Single-phase rare-earth high-entropy zirconates with superior thermal and mechanical properties

Abstract

Emerging of high-entropy ceramics has brought new opportunities for designing and optimizing materials with desired properties. In the present work, high-entropy rare-earth zirconates (La0.2Nd0.2Sm0.2Eu0.2Gd0.2)2Zr2O7 and (Yb0.2Nd0.2Sm0.2Eu0.2Gd0.2)2Zr2O7 are designed and synthesized. Both high-entropy ceramics exhibit a single pyrochlore structure with excellent phase stability at 1600 °C. In addition, the Yb-containing system possesses a high coefficient of thermal expansion (10.52 × 10−6 K-1, RT∼1500 °C) and low thermal conductivity (1.003 W·m-1 K-1, 1500 °C), as well as excellent sintering resistance.
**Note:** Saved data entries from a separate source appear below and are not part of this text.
Issue #3127, opened 2022-03-27
Add garbage collection report at end of run


arielshaqed:
When a GC job has finished, save the following data under the repository's storage namespace:
| Description                                                                                                                                                | Format  | Location                                                       |
|------------------------------------------------------------------------------------------------------------------------------------------------------------|---------|----------------------------------------------------------------|
| Basic information about the run, including:<br>- # of deleted objects<br>- The GC rules used for this jobs.                                                | JSON    | _lakefs/logs/gc/summary/dt=YYYY-MM-DD-HH-mm-SS/summary.json    |
| A set of parquet files describing all the ~deleted objects~ expired_addresses, including the columns:<br>- key (logical key in lakeFS)<br>- physical_address                   | Parquet | _lakefs/logs/gc/expired_addresses/dt=YYYY-MM-DD-HH-mm-SS/        |
| A list of all the commits participating in this GC job, including the columns:<br>- commit ID<br>- commit timestamp.<br>- whether it was expired or active | Parquet | _lakefs/logs/gc/summary/dt=YYYY-MM-DD-HH-mm-SS/commits.parquet |
| A list of all deleted objects                   | Parquet | _lakefs/logs/gc/deleted_objects/dt=YYYY-MM-DD-HH-mm-SS/deleted.parquet       |

Taken from the [product requirement for GC](#439)

Update:
When we implemented the report, we found the difference between expired_addresses, which are files that should be deleted, and the files that were actually deleted. We decided to report both, in case there will be a difference between them.

talSofer:
Before we start working on this we should review [this](format https://github.com/treeverse/demo-lakefs/issues/439#issuecomment-1073244157) comment from Oz and discuss with @johnnyaug on the final path

johnnyaug:
@talSofer @arielshaqed updated to new product requirement.

lynnro314:
Closed with #3450. Added a new issue https://github.com/treeverse/lakeFS/issues/3527 to add the commit timestamp.

PR #3450, opened 2022-06-02
Add gc report

lynnro314:
closes part of #3127 
Added reports at the end of gc run, reporting the deleted objects, relevant commits and the gc rules. 
Missing commit timestamp in the commits summary.

### DIFF
--- a/clients/spark/core/src/main/scala/io/treeverse/clients/GarbageCollector.scala
+++ b/clients/spark/core/src/main/scala/io/treeverse/clients/GarbageCollector.scala
@@ -6,6 +6,8 @@ import io.treeverse.clients.LakeFSContext.{
   LAKEFS_CONF_API_SECRET_KEY_KEY,
   LAKEFS_CONF_API_URL_KEY
 }
+
+import org.apache.hadoop.fs._
 import org.apache.hadoop.conf.Configuration
 import org.apache.spark.broadcast.Broadcast
 import org.apache.spark.rdd.RDD
@@ -19,6 +21,9 @@ import com.amazonaws.services.s3.model
 import java.net.URI
 import collection.JavaConverters._
 import java.time.format.DateTimeFormatter
+import org.json4s.native.JsonMethods._
+import org.json4s._
+import org.json4s.JsonDSL._
 
 /** Interface to build an S3 client.  The object
  *  io.treeverse.clients.conditional.S3ClientBuilder -- conditionally
@@ -305,8 +310,6 @@ object GarbageCollector {
       System.exit(1)
     }
 
-    println("! this is with test code")
-
     val spark = SparkSession.builder().appName("GarbageCollector").getOrCreate()
 
     val repo = args(0)
@@ -326,6 +329,8 @@ object GarbageCollector {
     val accessKey = hc.get(LAKEFS_CONF_API_ACCESS_KEY_KEY)
     val secretKey = hc.get(LAKEFS_CONF_API_SECRET_KEY_KEY)
     val apiClient = new ApiClient(apiURL, accessKey, secretKey)
+
+    val gcRules = apiClient.getGarbageCollectionRules(repo)
 
     val res = apiClient.prepareGarbageCollectionCommits(repo, previousRunID)
     val runID = res.getRunId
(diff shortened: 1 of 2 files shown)


talSofer:
@lynnro314 can you please add an example report to the pr description? It will make it easier to review

Jonathan-Rosenberg (approved):
Cool 😺 !

clients/spark/core/src/main/scala/io/treeverse/clients/GarbageCollector.scala
```diff
@@ -446,4 +463,30 @@ object GarbageCollector {
 
     bulkRemove(df, MaxBulkSize, bucket, region, awsRetries, snPrefix, hcValues).toDF("addresses")
   }
+
+  private def writeParquetReport(
+      dstRoot: String,
+      df: DataFrame,
+      time: String,
+      suffix: String = ""
```
arielshaqed, line 471: Nit: The location of `df` makes it a bit hard to read calls to the function.  I think I might prefer
```suggestion
  private def writeParquetReport(
      df: DataFrame,
      dstRoot: String,
      time: String,
      suffix: String = ""
```

arielshaqed: (Also the same in `writeJsonSummary`, of course...).

clients/spark/core/src/main/scala/io/treeverse/clients/GarbageCollector.scala
```diff
@@ -446,4 +463,30 @@ object GarbageCollector {
...
+  }
+
+  private def writeJsonSummary(
+      dstRoot: String,
+      numDeletedObjects: Long,
+      gcRules: String,
+      hcValues: Broadcast[ConfMap],
+      time: String
+  ) = {
+    val dstPath = new Path(dstRoot + s"/dt=${time}/summary.json")
```
arielshaqed, line 484:
```suggestion
    val dstPath = new Path(s"${dstRoot}/dt=${time}/summary.json")
```

Also, I really like interpolating values into strings like this -- can we do it in the paths above, please, for consistency?

clients/spark/core/src/main/scala/io/treeverse/clients/GarbageCollector.scala
```diff
@@ -446,4 +463,30 @@ object GarbageCollector {
...
+    val dstFS = dstPath.getFileSystem(configurationFromValues(hcValues))
+    val jsonSummary = JObject("gc_rules" -> gcRules, "num_deleted_objects" -> numDeletedObjects)
```
arielshaqed, line 486: This is a bit strange: we just got `gcRules`, a value that is explicitly JSONable.  We transformed it into a string and then include this stringified value inside our real JSON.  The problem is that JSON-in-JSON is pretty awful to read (every quote is backslashed, newlines added for formatting before less readable, etc.).  Can we instead just stuff gcRules in some JSONified form here?

clients/spark/core/src/main/scala/io/treeverse/clients/GarbageCollector.scala
```diff
@@ -446,4 +463,30 @@ object GarbageCollector {
...
+
+    val stream = dstFS.create(dstPath)
+    stream.writeChars(compact(render(jsonSummary)))
```
arielshaqed, line 489: This leaks `stream` if it throws an exception.  It should catch exceptions and abort the stream on failure.

arielshaqed (approved):
Thanks!

lynnro314:
> @lynnro314 can you please add an example report to the pr description? It will make it easier to review

Sure.
1. Parquet files describing all the deleted objects:
image

2. A list of all the commits participating in this GC job:
image

3. Basic information about the run, including: # of deleted objects, the GC rules used for this jobs:
image
The rules:
image

clients/spark/core/src/main/scala/io/treeverse/clients/GarbageCollector.scala
```diff
@@ -353,13 +361,21 @@ object GarbageCollector {
...
+    writeParquetReport(expiredAddresses, reportExpiredDst, time)
+    writeJsonSummary(reportLogsDst, removed.count(), gcRules, hcValues, time)
+
     removed
       .withColumn("run_id", lit(runID))
       .write
       .partitionBy("run_id")
       .mode(SaveMode.Overwrite)
-      .parquet(gcAddressesLocation + ".deleted")
+      .parquet(s"${storageNamespace}/_lakefs/logs/gc/deleted_objects/${time}/deleted.parquet")
```
talSofer, line 378: Can you reuse the writeParquetReport to writing the deleted objects report? you can adjust it to receive optional partitionedBy param etc

talSofer (approved):
LGTM, thanks! 
Added one comment that you may want to consider addressing

clients/spark/core/src/main/scala/io/treeverse/clients/GarbageCollector.scala
lynnro314: I thought about that, but didn't find how I can do just `df.write.parquet(dstPath)` in that case..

Particularly, the Yb-containing system has significantly improved fracture toughness (1.80 MPa·mm1/2) when compared to that of lanthanum zirconate (1.38 MPa·mm1/2), making it a promising material for thermal barrier coatings (TBCs) applications. The present work indicates that the high-entropy design can be applied for further optimization of the comprehensive properties of the TBCs materials.